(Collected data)
PR #9755, opened 2023-09-15
kafka(ticdc): event router allow hard code topics and set the schema optional in the topic expression

### LINKED ISSUE #9763: topic exression allows the schema part to be optional and accept hard code topic name
as title

3AceShowHand:

Issue Number: close #9763 

* schema is allowed to be optional in the topic expression.
* allow user hard code the topic in the topic expression.

#### Tests 

 - Unit test
 - Integration test

### Release note 

```release-note
`None`
```

### DIFF
--- a/cdc/sink/dmlsink/mq/dispatcher/topic/expression.go
+++ b/cdc/sink/dmlsink/mq/dispatcher/topic/expression.go
@@ -21,6 +21,9 @@ import (
 )
 
 var (
+	// hardCodeTopicNameRe is used to match a topic name which is hard code in the config
+	hardCodeTopicNameRe = regexp.MustCompile(`^([A-Za-z0-9\._\-]+)$`)
+
 	// topicNameRE is used to match a valid topic expression
 	topicNameRE = regexp.MustCompile(
 		`^[A-Za-z0-9\._\-]*(\{schema\})?([A-Za-z0-9\._\-]*\{table\})?[A-Za-z0-9\._\-]*$`,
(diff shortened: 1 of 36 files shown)


cdc/sink/dmlsink/mq/dispatcher/topic/expression.go
```diff
@@ -21,9 +21,12 @@ import (
 )
 
 var (
+	// hardCodeTopicNameRe is used to match a topic name which is hard code in the config
+	hardCodeTopicNameRe = regexp.MustCompile(`^([A-Za-z0-9\._\-]+)$`)
+
 	// topicNameRE is used to match a valid topic expression
 	topicNameRE = regexp.MustCompile(
-		`^[A-Za-z0-9\._\-]*\{schema\}([A-Za-z0-9\._\-]*\{table\})?[A-Za-z0-9\._\-]*$`,
+		`^[A-Za-z0-9\._\-]*(\{schema\})?([A-Za-z0-9\._\-]*\{table\})?[A-Za-z0-9\._\-]*$`,
```
nongfushanquan, line 29: whether the empty case is covered by this expression?

cdc/sink/dmlsink/mq/dispatcher/topic/expression.go
```diff
@@ -21,9 +21,12 @@ import (
 )
 
 var (
+	// hardCodeTopicNameRe is used to match a topic name which is hard code in the config
+	hardCodeTopicNameRe = regexp.MustCompile(`^([A-Za-z0-9\._\-]+)$`)
```
nongfushanquan, line 25: why use another expression since this case is a subset of the next one ?

cdc/sink/dmlsink/mq/dispatcher/topic/expression.go
3AceShowHand: what do you mean by the `empty` case ?

3AceShowHand: Yes it also covers the empty case. But if user enter "" as the topic, the default topic is used directly, won't hit this logic.

nongfushanquan (approved):

asddongmen (approved):

PR #9813, opened 2023-09-26
mysql (ticdc): fix batch dml delete sql gennerate error

### LINKED ISSUE #9812: TiCDC did not correctly use the primary key as the where clause for the Delete statement.
### What did you do?

I use TiCDC to synchronize a table with one primary key (consisting of two columns of int values) and a non-null unique index (consisting of 3 columns). I observed from the logs that the where statement of the Delete statement generated by TiCDC did not correctly use the primary key as an execution condition.

TiCDC uses primary key to generate the where clause of delete statements.

### What did you see instead?

as above.

### Versions of the cluster

```console
```

```console
(paste TiKV version here)
```

```console
(paste TiCDC version here)
```

asddongmen:

Issue Number: close #9812 

#### Tests 

 - Unit test
 - Integration test

### Release note 

```release-note
None
```

### DIFF
--- a/cdc/entry/mounter_test.go
+++ b/cdc/entry/mounter_test.go
@@ -1518,13 +1518,11 @@ func TestDecodeEventIgnoreRow(t *testing.T) {
 
 func TestBuildTableInfo(t *testing.T) {
 	cases := []struct {
-		caseNumber          int
 		origin              string
 		recovered           string
 		recoveredWithNilCol string
 	}{
 		{
-			1,
 			"CREATE TABLE t1 (c INT PRIMARY KEY)",
 			"CREATE TABLE `BuildTiDBTableInfo` (\n" +
 				"  `c` int(0) NOT NULL,\n" +
@@ -1536,7 +1534,6 @@ func TestBuildTableInfo(t *testing.T) {
 				") ENGINE=InnoDB DEFAULT CHARSET=utf8mb4 COLLATE=utf8mb4_bin",
 		},
 		{
-			2,
 			"CREATE TABLE t1 (" +
 				" c INT UNSIGNED," +
 				" c2 VARCHAR(10) NOT NULL," +
@@ -1558,7 +1555,6 @@ func TestBuildTableInfo(t *testing.T) {
 				") ENGINE=InnoDB DEFAULT CHARSET=utf8mb4 COLLATE=utf8mb4_bin",
 		},
 		{
-			3,
 			"CREATE TABLE t1 (" +
 				" c INT UNSIGNED," +
 				" gen INT AS (c+1) VIRTUAL," +
@@ -1584,7 +1580,6 @@ func TestBuildTableInfo(t *testing.T) {
 				") ENGINE=InnoDB DEFAULT CHARSET=utf8mb4 COLLATE=utf8mb4_bin",
 		},
 		{
-			4,
 			"CREATE TABLE `t1` (" +
 				"  `a` int(11) NOT NULL," +
 				"  `b` int(11) DEFAULT NULL," +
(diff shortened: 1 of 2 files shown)


cdc/sink/dmlsink/txn/mysql/mysql.go
```diff
@@ -567,8 +567,15 @@ func (s *mysqlBackend) prepareDMLs() *preparedDMLs {
 			}
 			// only use batch dml when the table has a handle key
 			if hasHandleKey(tableColumns) {
-				// TODO(dongmen): find a better way to get table info.
-				tableInfo := model.BuildTiDBTableInfo(tableColumns, firstRow.IndexColumns)
+				var tableInfo *timodel.TableInfo
+				if firstRow.TableInfo != nil && firstRow.TableInfo.TableInfo != nil {
+					tableInfo = firstRow.TableInfo.TableInfo
+				} else {
+					// firstRow.TableInfo is nil only when the row change event was generated by
```
asddongmen, line 574:
```suggestion
					// firstRow.TableInfo is nil only when the row change event was **not** generated by
```

nongfushanquan (approved):

cdc/sink/dmlsink/txn/mysql/mysql.go
```diff
@@ -567,8 +567,15 @@ func (s *mysqlBackend) prepareDMLs() *preparedDMLs {
...
-				// TODO(dongmen): find a better way to get table info.
-				tableInfo := model.BuildTiDBTableInfo(tableColumns, firstRow.IndexColumns)
+				var tableInfo *timodel.TableInfo
+				if firstRow.TableInfo != nil && firstRow.TableInfo.TableInfo != nil {
+					tableInfo = firstRow.TableInfo.TableInfo
+				} else {
+					// firstRow.TableInfo is nil only when the row change event was **not** generated by
+					// mounter, which only occurs when mysql sink was used in redo consumer or
+					// in the other consumers.
+					tableInfo = model.BuildTiDBTableInfo(tableColumns, firstRow.IndexColumns)
```
sdojjy, line 577: `BuildTiDBTableInfo` generates incorrect index information, it's better to fix it or add a comment

cdc/entry/mounter_test.go
```diff
@@ -1615,7 +1653,18 @@ func TestBuildTableInfo(t *testing.T) {
 		handle := sqlmodel.GetWhereHandle(recoveredTI, recoveredTI)
 		require.NotNil(t, handle.UniqueNotNullIdx)
 		require.Equal(t, c.recovered, showCreateTable(t, recoveredTI))
-
+		// make sure BuildTiDBTableInfo indentify the correct primary key
+		if c.caseNumber == 5 {
```
lance6716, line 1657: caseNumber can be replaced by `i` of `for i, c := range cases {`

cdc/model/sink.go
```diff
@@ -604,7 +604,10 @@ func BuildTiDBTableInfo(columns []*Column, indexColumns [][]int) *model.TableInf
 			continue
 		}
 		if firstCol.Flag.IsPrimaryKey() {
```
lance6716, line 606: maybe we can postpone the recover of PK in line 617's loop

lance6716 (commented):
rest lgtm

cdc/model/sink.go
asddongmen: Thank you for your advice!

cdc/entry/mounter_test.go
asddongmen: sure

lance6716 (approved):

PR #9852, opened 2023-10-10
sink(cdc): fix the bug that mq sink can lost callbacks

### LINKED ISSUE #9855: TiCDC MQ sinks can lost callbacks
### What did you do?

TiCDC MQ sinks can lost callbacks, which makes checkpoint can be stuck forever.

_No response_

### What did you see instead?

TiCDC MQ sinks can lost callbacks, which makes checkpoint can be stuck forever.

And, it's the root cause of #9542 .

### Versions of the cluster

```console
```

```console
(paste TiKV version here)
```

```console
master
```

hicqu:

Issue Number: close #9855 

When errors happen in `MQSink.WriteEvents`, the backend sink should be canceled correctly. Otherwise the table can lost callbacks forever.

#### Tests 

 - Integration test

### Release note 

```release-note
None
```


3AceShowHand (approved):

cdc/sink/dmlsink/mq/mq_dml_sink.go
```diff
@@ -144,10 +147,16 @@ func (s *dmlSink) WriteEvents(txns ...*dmlsink.CallbackableEvent[*model.SingleTa
...
+
 		for _, row := range txn.Event.Rows {
 			topic := s.alive.eventRouter.GetTopicForRowChange(row)
 			partitionNum, err := s.alive.topicManager.GetPartitionNum(s.ctx, topic)
+			failpoint.Inject("MQSinkGetPartitionError", func() {
+				log.Info("failpoint MQSinkGetPartitionError injected", zap.String("changefeedID", s.id.ID))
+				err = errors.New("MQSinkGetPartitionError")
+			})
 			if err != nil {
+				s.cancel(err)
```
CharlesCheung96, line 159: Why could this cancel prevent callback from being lost?

CharlesCheung96: In addition, when WriteEvents returns error, the external caller should also close dml_sink?

hicqu: Here we cancel the sink backend. Then when checking whether the table sink has been closed or not, we can know the sink backend is dead, and then we don't need to be blocked on table sink callbacks.

CharlesCheung96 (approved):

PR #9856, opened 2023-10-10
ddl: support report error when replicate incompatible ddl

### LINKED ISSUE #9850: dm: support report error when replicate incompatible ddl

Some customers have experienced issues with upstream tools like pt-osc, which truncate the range of values during DDL changes like modifying Varchar(64) to Varchar(32), resulting in data loss. While these DDL changes might only produce warnings, there is a concern that they could execute successfully in TiDB under certain SQL modes and potentially cause downstream failures. It is advisable for DM to intercept and handle these DDL changes proactively. This approach also prevents prolonged scanning of large tables where eventual errors might occur due to data length mismatches.

```
filters:
  rule-1:
    schema-pattern: "*"   # The name of the database for which this binlog event filter should be applied. Use "*" to indicate all databases, as needed by the user.
    table-pattern: "*"    # The name of the table for which this binlog event filter should be applied. Use "*" to indicate all tables, as needed by the user.
    events: ["incompatible_ddl_changes"]  # The binlog events to be parsed. Set to "incompatible_ddl_changes" to represent DDL changes that cause incompatibility and data inconsistency.
    action: error  # The action to be taken when this DDL is encountered. "error" indicates an error should be raised, and synchronization should stop. Other possible values are "ignore" and "do". The default value is "do".

  rule-2:
    schema-pattern: "test1"   # The name of the database for which this binlog event filter should be applied, set to "test1".
    table-pattern: "t*"    # The name of the table for which this binlog event filter should be applied, for tables starting with "t".
    events: ["Modify Column", "Value Range Decrease"]  # Represents the event types to be parsed and blocked. Here, it indicates modifying column types and reducing the value range.
    action: error  # The action to be taken when this DDL is encountered. "error" indicates an error should be raised, and synchronization should stop. Other possible values are "ignore" and "do". The default value is "do".

```

_No response_

_No response_

GMHDBJD:

Issue Number: close #9850 

- judge incompatible ddl changes for alter table

#### Tests 

 - Integration test

### Release note 

```release-note

```


lichunzhu (approved):
LGTM

dm/syncer/ddl.go
```diff
@@ -955,14 +965,228 @@ func parseOneStmt(qec *queryEventContext) (stmt ast.StmtNode, err error) {
...
+			return bf.AlterTable
+		case mysql.TypeString:
+			// Due to the behavior of padding \x00 at binary type, always change column data when binary length changed
+			if types.IsBinaryStr(&oldCol.FieldType) {
+				if newCol.GetFlen() != oldCol.GetFlen() {
+					return bf.PrecisionDecrease
+				}
+			}
+			return bf.AlterTable
+		}
```
okJiang, line 1011: These are all cases of inequality, not cases of reduced precision?

dm/tests/incompatible_ddl_changes/run.sh
```diff
@@ -0,0 +1,260 @@
...
+	dmctl_start_task_standalone $cur/conf/$1
+
+	run_sql_file $cur/data/db1.increment.sql $MYSQL_HOST1 $MYSQL_PORT1 $MYSQL_PASSWORD1
+
+	run_dm_ctl_with_retry $WORK_DIR "127.0.0.1:$MASTER_PORT" \
+		"query-status test" \
+		"\"result\": true" 2 \
+		"\"synced\": true" 1
+
+	# value range decrease
```
okJiang, line 31: can you add the original column type in the comment? It is convenient.

okJiang (commented):
rest lgtm

dm/tests/incompatible_ddl_changes/run.sh
GMHDBJD: you can see from c_mediumint smallint(6), the column name descripe that it's a mediumint column, also can see the revert ddl at L39, which revert it to mediumint(7)

okJiang (approved):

_Description of the task_: In the entries above, count the lines that include "needed" and write nothing but that number.

_Response area_: 2